### Action item
Show all lines below holding the string "YYYY".

##### Data for analysis #####

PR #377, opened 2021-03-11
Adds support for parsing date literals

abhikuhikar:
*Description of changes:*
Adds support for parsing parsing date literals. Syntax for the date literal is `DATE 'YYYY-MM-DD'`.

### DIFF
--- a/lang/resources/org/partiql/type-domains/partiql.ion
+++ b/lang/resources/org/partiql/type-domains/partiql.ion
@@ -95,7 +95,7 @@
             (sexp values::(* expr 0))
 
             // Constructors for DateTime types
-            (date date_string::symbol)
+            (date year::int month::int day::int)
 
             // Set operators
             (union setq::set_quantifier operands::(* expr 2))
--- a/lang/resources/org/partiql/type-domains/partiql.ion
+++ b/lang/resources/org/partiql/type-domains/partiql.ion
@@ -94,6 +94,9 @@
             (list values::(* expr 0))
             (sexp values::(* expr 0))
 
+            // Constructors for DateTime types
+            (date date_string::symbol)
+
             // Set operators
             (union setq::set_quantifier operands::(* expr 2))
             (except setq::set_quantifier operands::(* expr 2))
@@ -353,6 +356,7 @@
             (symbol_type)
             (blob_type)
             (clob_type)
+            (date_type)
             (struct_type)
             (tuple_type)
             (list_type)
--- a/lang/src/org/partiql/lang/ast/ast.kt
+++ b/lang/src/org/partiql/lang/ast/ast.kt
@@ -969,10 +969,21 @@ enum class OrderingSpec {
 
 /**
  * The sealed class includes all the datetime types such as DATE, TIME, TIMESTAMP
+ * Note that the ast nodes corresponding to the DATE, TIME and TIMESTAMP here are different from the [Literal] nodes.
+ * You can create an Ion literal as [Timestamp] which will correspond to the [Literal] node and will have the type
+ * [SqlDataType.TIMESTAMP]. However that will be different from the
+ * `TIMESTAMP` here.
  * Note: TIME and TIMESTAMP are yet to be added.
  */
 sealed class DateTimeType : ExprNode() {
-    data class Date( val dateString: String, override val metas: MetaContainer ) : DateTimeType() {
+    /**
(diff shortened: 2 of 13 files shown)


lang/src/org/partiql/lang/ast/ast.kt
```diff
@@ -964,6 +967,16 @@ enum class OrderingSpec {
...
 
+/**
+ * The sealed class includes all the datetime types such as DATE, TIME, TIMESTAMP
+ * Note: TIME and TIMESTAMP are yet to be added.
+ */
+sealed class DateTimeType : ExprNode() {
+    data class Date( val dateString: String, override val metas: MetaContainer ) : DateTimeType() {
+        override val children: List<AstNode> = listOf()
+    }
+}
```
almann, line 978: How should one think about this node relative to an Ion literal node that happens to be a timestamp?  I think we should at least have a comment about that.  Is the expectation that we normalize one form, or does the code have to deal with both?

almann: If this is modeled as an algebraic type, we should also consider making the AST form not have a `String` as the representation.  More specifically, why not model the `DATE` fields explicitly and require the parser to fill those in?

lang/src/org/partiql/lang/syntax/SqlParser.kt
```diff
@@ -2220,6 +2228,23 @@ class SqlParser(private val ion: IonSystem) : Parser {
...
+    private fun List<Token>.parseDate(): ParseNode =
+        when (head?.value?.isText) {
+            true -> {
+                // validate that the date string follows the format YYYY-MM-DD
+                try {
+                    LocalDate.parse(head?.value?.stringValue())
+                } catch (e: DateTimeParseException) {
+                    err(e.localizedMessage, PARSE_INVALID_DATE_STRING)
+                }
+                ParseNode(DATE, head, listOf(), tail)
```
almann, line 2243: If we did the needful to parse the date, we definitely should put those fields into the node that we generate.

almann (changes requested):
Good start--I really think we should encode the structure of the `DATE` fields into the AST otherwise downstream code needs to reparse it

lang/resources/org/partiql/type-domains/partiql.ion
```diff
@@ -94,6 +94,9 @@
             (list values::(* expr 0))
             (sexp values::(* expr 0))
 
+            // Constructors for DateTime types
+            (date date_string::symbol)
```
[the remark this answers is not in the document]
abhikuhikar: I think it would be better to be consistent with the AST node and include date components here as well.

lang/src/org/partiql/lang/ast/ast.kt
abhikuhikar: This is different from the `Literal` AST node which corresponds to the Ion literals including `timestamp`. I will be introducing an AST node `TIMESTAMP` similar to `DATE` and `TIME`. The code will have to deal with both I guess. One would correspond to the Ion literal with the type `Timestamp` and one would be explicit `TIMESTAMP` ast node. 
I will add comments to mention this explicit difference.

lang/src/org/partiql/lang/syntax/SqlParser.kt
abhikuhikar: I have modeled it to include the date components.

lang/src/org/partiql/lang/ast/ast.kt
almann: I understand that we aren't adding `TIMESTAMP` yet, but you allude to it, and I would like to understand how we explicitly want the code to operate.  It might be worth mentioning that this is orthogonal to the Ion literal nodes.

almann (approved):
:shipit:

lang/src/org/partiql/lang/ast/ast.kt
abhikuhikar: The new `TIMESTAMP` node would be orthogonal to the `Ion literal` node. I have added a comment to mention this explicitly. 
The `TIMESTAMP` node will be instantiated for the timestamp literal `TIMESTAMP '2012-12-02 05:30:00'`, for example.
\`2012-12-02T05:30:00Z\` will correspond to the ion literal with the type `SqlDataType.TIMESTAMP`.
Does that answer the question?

#####

### Solution for this problem
Adds support for parsing parsing date literals. Syntax for the date literal is `DATE 'YYYY-MM-DD'`.
+                // validate that the date string follows the format YYYY-MM-DD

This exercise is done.